= WORK INSTRUCTION =
Your answer must be an exact repetition of every record.

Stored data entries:
======

PR #788, opened 2025-02-12
feat: use DictManager's `preimage` field to track preimages of hashed keys

### LINKED ISSUE #795: update logic regarding tracking of preimages
Our current logic is based on iterating through all dict entries to get the preimages of a hashed keys.
Instead, we can create a "preimages: Dict[felt252, Tuple[int, ...]]" that would track the preimage of each key

enitrat:
Closes #795

### DIFF
--- a/cairo/tests/ethereum/cancun/test_trie.py
+++ b/cairo/tests/ethereum/cancun/test_trie.py
@@ -27,7 +27,7 @@ from ethereum.cancun.trie import (
 )
 from ethereum_types.bytes import Bytes, Bytes32
 from ethereum_types.numeric import U256, Uint
-from hypothesis import example, given
+from hypothesis import Verbosity, example, given, settings
 from hypothesis import strategies as st
 
 from cairo_addons.testing.errors import cairo_error, strict_raises
@@ -79,6 +79,7 @@ class TestTrie:
         assert common_prefix_length(a, b) == cairo_run("common_prefix_length", a, b)
 
     @given(a=..., b=...)
+    @settings(verbosity=Verbosity.quiet)
     def test_common_prefix_length_should_fail(
         self, cairo_programs, cairo_run_py, a: Bytes, b: Bytes
     ):
@@ -101,6 +102,7 @@ class TestTrie:
         )
 
     @given(x=nibble.filter(lambda x: len(x) != 0), is_leaf=...)
+    @settings(verbosity=Verbosity.quiet)
     def test_nibble_list_to_compact_should_raise_when_wrong_remainder(
         self, cairo_programs, cairo_run_py, x, is_leaf: bool
     ):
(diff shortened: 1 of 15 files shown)


crates/cairo-addons/src/vm/dict_manager.rs
```diff
@@ -82,6 +85,42 @@ impl PyTrackerMapping {
...
+/// the preimages with manager.preimages[index] = preimage
+#[pyclass(name = "PreimagesMapping", unsendable)]
+pub struct PyPreimagesMapping {
+    inner: Rc<RefCell<RustDictManager>>,
+}
+
+#[pymethods]
+impl PyPreimagesMapping {
+    fn __getitem__(&self, key: PyMaybeRelocatable) -> PyResult<PyDictKey> {
+        Ok(self.inner.borrow().preimages.get(&key.into()).cloned().unwrap().into())
```
obatirou, line 98: maybe use ok_or_else instead of unwrap to return a proper error?

Eikix:
tests fail

enitrat:
> tests fail

can't repro locally 🗡️

cairo/tests/ethereum/cancun/test_trie.py
```diff
@@ -101,6 +102,7 @@ def test_nibble_list_to_compact(self, cairo_run, x, is_leaf: bool):
         )
 
     @given(x=nibble.filter(lambda x: len(x) != 0), is_leaf=...)
+    @settings(verbosity=Verbosity.quiet)
```
Eikix, line 105: why are we using quiet verbosity?

we can directly replace in CI profile in conftest quiet verbosity

crates/cairo-addons/src/vm/dict_manager.rs
```diff
@@ -82,6 +85,51 @@ impl PyTrackerMapping {
     }
 }
 
+// Object returned by DictManager.preimages enabling access to the preimages by index and mutating
+/// the preimages with manager.preimages[index] = preimage
+#[pyclass(name = "PreimagesMapping", unsendable)]
+pub struct PyPreimagesMapping {
+    inner: Rc<RefCell<RustDictManager>>,
```
Eikix, line 92: Why are we manipulating this object?

cairo/tests/ethereum/cancun/test_trie.py
enitrat: quiet for those that contain the cairo_program fixture only, so that the full program is not displayed even in verbose settings (this is what causes the logs to be bloated in CI)

crates/cairo-addons/src/vm/dict_manager.rs
enitrat: the preimages are a field of the RustDictManager

Eikix (approved):

PR #791, opened 2025-02-12
fix: hashdict_read hint should not skip zero values

enitrat:
The problem is that `if value` would return `False` if `value := 0`. But if we delete the entry in a trie (by writing 0), then the next read on the same (address, key) should be returning `0` as `prev_value`, not `default_factory()`. This caused an issue when squashing the storage_tries when computing the storage roots.


Eikix (approved):
lgtm

Eikix (approved):
re: lgtm

PR #792, opened 2025-02-12
fix: iterate on squashed storage tries in storage roots computation

enitrat:
The iteration was done on the the unsquashed tries, meaning that multiple entries would appear for the same address.


Eikix (approved):
lgtm

PR #807, opened 2025-02-13
dev: update pyo3 to 0.23

### LINKED ISSUE #802: dev: migrate to PyO3 0.23.x
To use the garaga-rs hints, we need to update PyO3. This will come with require some refactoring because 0.22 -> 0.23 had a[ lot of API changes.](https://pyo3.rs/v0.23.3/migration.html?highlight=intopy#migrating-from-older-pyo3-versions)

enitrat:
The 0.23 update has some incompabilities with 0.22. 
Because Garaga requires pyo3 ^0.23, I updated our dependency, which required migrating some traits.

Closes #802


python/cairo-addons/tests/test_felt.py
```diff
@@ -1,60 +0,0 @@
-from hypothesis import given
-from hypothesis import strategies as st
-from starkware.cairo.lang.cairo_constants import DEFAULT_PRIME
-
-from cairo_addons.vm import Felt
-
-felt = st.integers(min_value=0, max_value=DEFAULT_PRIME - 1)
-
-
-class TestFelt:
```
Eikix, line 10: why are we deleting it

python/cairo-addons/tests/test_memory_segments.py
```diff
@@ -22,14 +22,6 @@ def test_add_temporary_segment(self, runner):
         assert ptr.segment_index == -1
         assert ptr.offset == 0
 
-    def test_load_data_felt(self, runner):
```
Eikix, line 25: why are we deleting it

Eikix (approved):
lgtm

======

= RESPONSE =
PR #788, opened 2025-02-12
feat: use DictManager's `preimage` field to track preimages of hashed keys

### LINKED ISSUE #795: update logic regarding tracking of preimages
Our current logic is based on iterating through all dict entries to get the preimages of a hashed keys.
Instead, we can create a "preimages: Dict[felt252, Tuple[int, ...]]" that would track the preimage of each key

enitrat:
Closes #795

### DIFF
--- a/cairo/tests/ethereum/cancun/test_trie.py
+++ b/cairo/tests/ethereum/cancun/test_trie.py
@@ -27,7 +27,7 @@ from ethereum.cancun.trie import (
 )
 from ethereum_types.bytes import Bytes, Bytes32
 from ethereum_types.numeric import U256, Uint
-from hypothesis import example, given
+from hypothesis import Verbosity, example, given, settings
 from hypothesis import strategies as st
 
 from cairo_addons.testing.errors import cairo_error, strict_raises
@@ -79,6 +79,7 @@ class TestTrie:
         assert common_prefix_length(a, b) == cairo_run("common_prefix_length", a, b)
 
     @given(a=..., b=...)
+    @settings(verbosity=Verbosity.quiet)
     def test_common_prefix_length_should_fail(
         self, cairo_programs, cairo_run_py, a: Bytes, b: Bytes
     ):
@@ -101,6 +102,7 @@ class TestTrie:
         )
 
     @given(x=nibble.filter(lambda x: len(x) != 0), is_leaf=...)
+    @settings(verbosity=Verbosity.quiet)
     def test_nibble_list_to_compact_should_raise_when_wrong_remainder(
         self, cairo_programs, cairo_run_py, x, is_leaf: bool
     ):
(diff shortened: 1 of 15 files shown)


crates/cairo-addons/src/vm/dict_manager.rs
```diff
@@ -82,6 +85,42 @@ impl PyTrackerMapping {
...
+/// the preimages with manager.preimages[index] = preimage
+#[pyclass(name = "PreimagesMapping", unsendable)]
+pub struct PyPreimagesMapping {
+    inner: Rc<RefCell<RustDictManager>>,
+}
+
+#[pymethods]
+impl PyPreimagesMapping {
+    fn __getitem__(&self, key: PyMaybeRelocatable) -> PyResult<PyDictKey> {
+        Ok(self.inner.borrow().preimages.get(&key.into()).cloned().unwrap().into())
```
obatirou, line 98: maybe use ok_or_else instead of unwrap to return a proper error?

Eikix:
tests fail

enitrat:
> tests fail

can't repro locally 🗡️

cairo/tests/ethereum/cancun/test_trie.py
```diff
@@ -101,6 +102,7 @@ def test_nibble_list_to_compact(self, cairo_run, x, is_leaf: bool):
         )
 
     @given(x=nibble.filter(lambda x: len(x) != 0), is_leaf=...)
+    @settings(verbosity=Verbosity.quiet)
```
Eikix, line 105: why are we using quiet verbosity?

we can directly replace in CI profile in conftest quiet verbosity

crates/cairo-addons/src/vm/dict_manager.rs
```diff
@@ -82,6 +85,51 @@ impl PyTrackerMapping {
     }
 }
 
+// Object returned by DictManager.preimages enabling access to the preimages by index and mutating
+/// the preimages with manager.preimages[index] = preimage
+#[pyclass(name = "PreimagesMapping", unsendable)]
+pub struct PyPreimagesMapping {
+    inner: Rc<RefCell<RustDictManager>>,
```
Eikix, line 92: Why are we manipulating this object?

cairo/tests/ethereum/cancun/test_trie.py
enitrat: quiet for those that contain the cairo_program fixture only, so that the full program is not displayed even in verbose settings (this is what causes the logs to be bloated in CI)

crates/cairo-addons/src/vm/dict_manager.rs
enitrat: the preimages are a field of the RustDictManager

Eikix (approved):

PR #791, opened 2025-02-12
fix: hashdict_read hint should not skip zero values

enitrat:
The problem is that `if value` would return `False` if `value := 0`. But if we delete the entry in a trie (by writing 0), then the next read on the same (address, key) should be returning `0` as `prev_value`, not `default_factory()`. This caused an issue when squashing the storage_tries when computing the storage roots.


Eikix (approved):
lgtm

Eikix (approved):
re: lgtm

PR #792, opened 2025-02-12
fix: iterate on squashed storage tries in storage roots computation

enitrat:
The iteration was done on the the unsquashed tries, meaning that multiple entries would appear for the same address.


Eikix (approved):
lgtm

PR #807, opened 2025-02-13
dev: update pyo3 to 0.23

### LINKED ISSUE #802: dev: migrate to PyO3 0.23.x
To use the garaga-rs hints, we need to update PyO3. This will come with require some refactoring because 0.22 -> 0.23 had a[ lot of API changes.](https://pyo3.rs/v0.23.3/migration.html?highlight=intopy#migrating-from-older-pyo3-versions)

enitrat:
The 0.23 update has some incompabilities with 0.22. 
Because Garaga requires pyo3 ^0.23, I updated our dependency, which required migrating some traits.

Closes #802


python/cairo-addons/tests/test_felt.py
```diff
@@ -1,60 +0,0 @@
-from hypothesis import given
-from hypothesis import strategies as st
-from starkware.cairo.lang.cairo_constants import DEFAULT_PRIME
-
-from cairo_addons.vm import Felt
-
-felt = st.integers(min_value=0, max_value=DEFAULT_PRIME - 1)
-
-
-class TestFelt:
```
Eikix, line 10: why are we deleting it

python/cairo-addons/tests/test_memory_segments.py
```diff
@@ -22,14 +22,6 @@ def test_add_temporary_segment(self, runner):
         assert ptr.segment_index == -1
         assert ptr.offset == 0
 
-    def test_load_data_felt(self, runner):
```
Eikix, line 25: why are we deleting it

Eikix (approved):
lgtm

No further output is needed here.